Scientists will reconstruct more than 20,000 years of New Zealand's ecological history to better understand how our species will respond to climate change in the future.
A new $300,000 Marsden Fund study, led by Dr Nic Rawlence of Otago University, will draw on the latest DNA technology to create a new window into the country's recent geological past, revealing how bird and plant life adapted to massive shifts in climate.
Using a combination of well-preserved DNA from ancient species, carbon dating and isotope analysis, the study will particularly focus on what happened during and after the last "glacial maximum" in our history, around 21,000 years ago.
In this period, sprawling sheets of ice covered Northern Europe and large parts of North America and much of the planet was left cold, dry and inhospitable, with frequent storms and an atmosphere laden with dust.
Recent genetic studies have shown that, in frozen expanses of the Northern Hemisphere, large amounts of biodiversity was wiped out by the cold.
Yet, this impact wasn't seen everywhere.
Fresh data from mountain ranges in temperate regions, such as the Andes, Himalayas, Pyrenees and New Zealand's Southern Alps, actually indicates the opposite happened.
In fact, researchers now believe in some cases, glaciation can be a key force in structuring biodiversity along mountain chains by isolating populations, which in turn encourages new species to emerge.
"In temperate regions, what tends to happen is when there's glaciation in a place like the Southern Alps, rather than everything being eliminated from the entire region, you get these animal and plant refuges," Rawlence said.
In regions like northwest Nelson and Southland, species survived and evolved in pockets called "microrefugia".
"With this, we see all of this new diversity being created."
A recent study showed that, thanks to ice-age glaciers driving populations apart, there could be 11 distinct kiwi lineages.
Drawing on a database of genetic information, it examined kiwi across their geographic range and found a burst of diversity linked to repeated glaciations over the space of 800,000 years.
Read more: NZ project could transform bird conservation
Using DNA extracted from fossil bones, and organic material and pollen preserved in sediments, Rawlence and his team will investigate "real-time" changes in species' family history and geographic distribution.
The project will focus on iconic alpine bird species, including the moa, rock wren, and kea, as well as plant species like southern beech and rata in Southern Alps, following the last glacial period and through the holocene era, or the past 11,700 years of the planet's history.
Rawlence said New Zealand was fortunate to have an excellent fossil bone record, stretching back 60,000 years, along with another detailed geological record preserved in sediment and spanning back up to 150,000 years.
"This means we can directly track environmental change and evolution through time."
The study would be just as much about the future as it was about the past, because it would also reveal what happened during periods of warming.
"There's a famous phrase that the past is the key to the present and the future; to tell how species will respond to future climate change, we need to know how they responded in the past."
Why do inbred males fire blanks?
Another new DNA-based study will solve the mystery of why inbreeding in bird species leads to lower fertility and reduce health in offspring.

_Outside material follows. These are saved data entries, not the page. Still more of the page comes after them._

PR #118, opened 2017-02-09
[DAWN] package.json: Shorten scripts

kevinji:
`node_modules/.bin/` is automatically added to PATH, so hardcoded paths are unnecessary.


kevinmasd (approved):
Modified due to build process complications.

Otago University's Dr Helen Taylor will lead a world-first study on male inbreeding infertility in wild birds - something critical to national efforts to conserve cherished and threatened native species.
While infertility in birds has been studied before, only captive and laboratory populations of a single species were used.
In her study, Taylor will genetically assess blackbirds, South Island robins, dunnocks and hihi to pin-point general trends across and within species, including comparisons between the sperm of inbred versus outbred birds.
Her team will conduct computer-assisted sperm analysis and DNA fragmentation assessment to clarify the relationship between inbreeding and sperm quality, with an ultimate aim to reveal those genes that might be responsible for infertility in inbred males.
The research, supported by a new $300,000 Marsden Fund grant, seeks to boost efforts to manage threatened species and help improve captive breeding programmes, here and around the world.